This week my ikebana (Japanese flower arranging) lesson revealed so much about an old pattern I have in dealing with strong emotions of the heavy hearted variety like disappointment and sadness. In the lesson we are taking the materials that would be in one kenzan (holder) and we are splitting them into two kenzans.
I arranged the materials on the left kenzan first and as I was working on the right side, my teacher observed that it looks like I'm having a conflict in a relationship. I know I looked at her with wide eyes with surprise as I was feeling heavy hearted about a relationship. "How did she know?" I thought, "Am I that much of an open book? I haven't said anything." In the photo on the left above, look at the branch on the right. This is the supporting "companion" material for the orchids just in front of it. Notice how the line is so straight compared to the beautifully curvy branches on the left. To remedy this problem, I selected another branch, one with a better curved line as seen in the photo on the right.
It seemed easier with the flowing line of the branch to place it in harmony with the orchids.
Additional small branches were added to the arrangement in the right kenzan. In the photo on the left, you can see how there is too much space between the two arrangements. My teacher described it as if these two arrangements were having an argument. It does look as if the arrangement on the right is looking away from the left one. The fix was to add another stem of orchids. I knew to place it leaning toward the other arrangement as if it was reaching out.
When photographing my arrangements, I like to look at the relationship of the companions. Here we can see how the branch and the flowers work together.
At the other side of the container, the orchids fill the space between the branches. It feels like an embrace, doesn't it?
Here is another angle showing this embrace.
When I looked behind the arrangement, I noticed how the materials were reflected in the water.
It is almost as if there was no gap between the two arrangements.
Here is a look at the arrangement in the Tokonoma. Every time I work on an arrangement and step back to look at it, I feel a warmth around my heart and then an explosion like fireworks. Last night was no different. I selected the bleached kiwi branches to represent the starkness of winter. The vibrant orchids reflect how passionate I feel these days and also make a great tribute to the Chinese New Year celebration.
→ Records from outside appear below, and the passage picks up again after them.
PR #3525, opened 2025-03-18
fix: Only check if token has expired when profile's API supports it

traeok:
## Proposed changes

Fixes an issue where the profile expiration check had continued executing for profiles that do not explicitly support tokens through their API implementations.

## Release Notes

Milestone: 3.1.2

Changelog:

- Fixed an issue where the token expiration check was performed on profiles whose APIs do not support a token type

## Types of changes

## Checklist

**General**

**Code coverage**

**Deployment**

### DIFF
--- a/packages/zowe-explorer/src/trees/ZoweTreeProvider.ts
+++ b/packages/zowe-explorer/src/trees/ZoweTreeProvider.ts
@@ -340,9 +340,9 @@ export class ZoweTreeProvider<T extends IZoweTreeNode> {
      *
      * @param profileName The name of the profile to check the JWT token for
      * @returns
-     * `true` if:
-     * - the user attempted to log in
-     * - the profile does not have a token
+     * `true` if one of these conditions are met:
+     * - the token expired and the user clicked log in
+     * - the profile does not have a token or does not support tokens
      * - the token has not expired on the profile
      *
      * `false` if:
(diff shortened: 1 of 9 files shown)


anaxceron (approved):

packages/zowe-explorer/src/trees/ZoweTreeProvider.ts
```diff
@@ -339,17 +340,30 @@ export class ZoweTreeProvider<T extends IZoweTreeNode> {
      *
      * @param profileName The name of the profile to check the JWT token for
      * @returns
-     * `true` if:
-     * - the user attempted to log in
-     * - the profile does not have a token
+     * `true` if one of these conditions are met:
+     * - the token expired and the user clicked log in
+     * - the profile does not have a token or does not support tokens
      * - the token has not expired on the profile
```
zFernand0, line 346: Thanks for updating.
Still a bit confusing to return `true` if:
- the token expired (and the suer clicked log in) 
- the token has not expired

zFernand0 (approved):
Changes LGTM! 😋

packages/zowe-explorer/src/trees/ZoweTreeProvider.ts
traeok: Yeah I'm not a huge fan of the scenarios where the function returns true/false, I can look into refactoring it further 😅

traeok: Following up on your concerns for the function:

- I've renamed the function to `checkJwtForProfile` and explicitly defined what a JWT (JSON Web Token) is in the typedoc. It also avoids the function from essentially being named "check(JsonWebToken)TokenForProfile" 😆 
- I've refactored the function logic to return a `JwtCheckResult` enum value as a `boolean` return type didn't feel right here, especially now that the "successful" scenarios have become more specific. From making a change to the enum, I noticed an oversight with the boolean check. Now, we only mark the profile as inactive when either of these conditions are true:
  - the user responds to "token expired" prompt, but login fails 
  - the user cancelled the "token expired" prompt
- I've cleaned up the typedoc to clarify the explicit results of invoking the function.

Thanks for the feedback - this should serve as a more robust approach.

zFernand0 (approved):
LGTM! 😋 
---

Thanks for refactoring that function and using an enum 🙏 
This makes the logic a lot easier to follow 🥳

JillieBeanSim (approved):
LGTM! thanks @traeok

Last year was the Year of the Tiger. In 2011 we enter the Year of the Rabbit, a more peaceful time. It is good that I removed all strife from this arrangement, it is a better reflection of the type of year I want to have - in balance, harmony, and peace.
Although I had entered class last night with a heavy heart, I softened and discovered something new - next time I will try leaning into difficult emotions rather than pulling back and retreating. This morning while photographing the arrangement, I realized that creating art whether it is a flower arrangement, collage, or photograph, is an essential way for me to communicate my ideas and feelings. This morning I felt like I heard my heart and it is happy that I get it.
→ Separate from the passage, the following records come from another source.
PR #3526, opened 2025-03-18
Add data set search case sensitivity (#3455)

### LINKED ISSUE #3455: Add case-sensitive option to searching for a string in data sets

Currently, searching is case-insensitive. In some cases, it would be useful to perform case-sensitive searching to limit the number of results returned to only those results that match the case of the specified query.

Let users specify whether the search should be case-sensitive.

**Additional context**

In Zowe CLI there is a `--case-sensitive` option for the `zowe files search ds` command.

awharn:
## Proposed changes

Resolves #3455 by adding a quick pick option to prompt users for case sensitivity of searches

## Release Notes

Milestone: 3.2.0

Changelog: Added case sensitive search options to Data Set searches

## Types of changes

## Checklist

**General**

**Code coverage**

**Deployment**

## Further comments

Screen Recording 2025-03-18 at 11 08 11 AM


anaxceron (approved):

zFernand0 (approved):
LGTM! 😋

adam-wolfe:
Looks good. Wondering if we should consider running this by UX

JWaters02:
Minor nitpick, is it necessary (or good UX) for there to be two steps when searching? I.e. currently, you enter the search string, press enter, then another quick pick step appears with both a string input box and the case sensitive option. Even though it says in the input field to select an option to search on, since you can still type stuff in there it isn't obvious that the input field is acting as a search bar for the quick pick selections (an unfortunate quick pick reality that cannot be disabled).

Just as an easier comparison, here's the two ways it could work. The major downside of the second option is that since the quick pick multi-select is in the same place as the place you put the search string, your search string is also filtering on the quick pick options, which is also a bit confusing. I wish quick pick had an option to disable filtering on options entirely, but I don't think it does ☹️ So both options feel a bit naf. Which one is the least worst? 😅 

https://github.com/user-attachments/assets/b06ac756-98c8-49c4-960f-cda31fe2689e

packages/zowe-explorer/src/trees/dataset/DatasetActions.ts
```diff
@@ -1890,10 +1891,32 @@ export class DatasetActions {
...
         }
 
+        // Handle various search options
+        const caseSensitiveQuickPick = await Gui.showQuickPick(
+            [
+                {
+                    label: vscode.l10n.t("Case Sensitive"),
+                    description: vscode.l10n.t("Perform the search with case sensitivity"),
+                    iconPath: new vscode.ThemeIcon("case-sensitive"),
+                } as vscode.QuickPickItem,
```
traeok, line 1904: It seems that this cast is not required since it does not change the type inferred by `Gui.showQuickPick`, although it does make the type inference look cleaner when hovering over the function. Not requesting any changes for this, but just something I observed when reviewing

traeok (dismissed):
LGTM, thanks Andrew for the enhancement!

awharn:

Today's Zen Card is on balance:
The center is not
always the point of
balance. When you find
that place where
BALANCE is
achieved, peace will
result in all situations.
There is no conflict, for
everything RESTS
without strain.
Ikebana is about finding balance. Not all students consider how their arrangements are a metaphor for balancing the relationships in their own lives. For me however, ikebana is so much more than creating a pleasing arrangement - it is a very personal and transformative experience.
Today I am filled with so much gratitude for the opportunity to learn ikebana from my teacher Antoinette.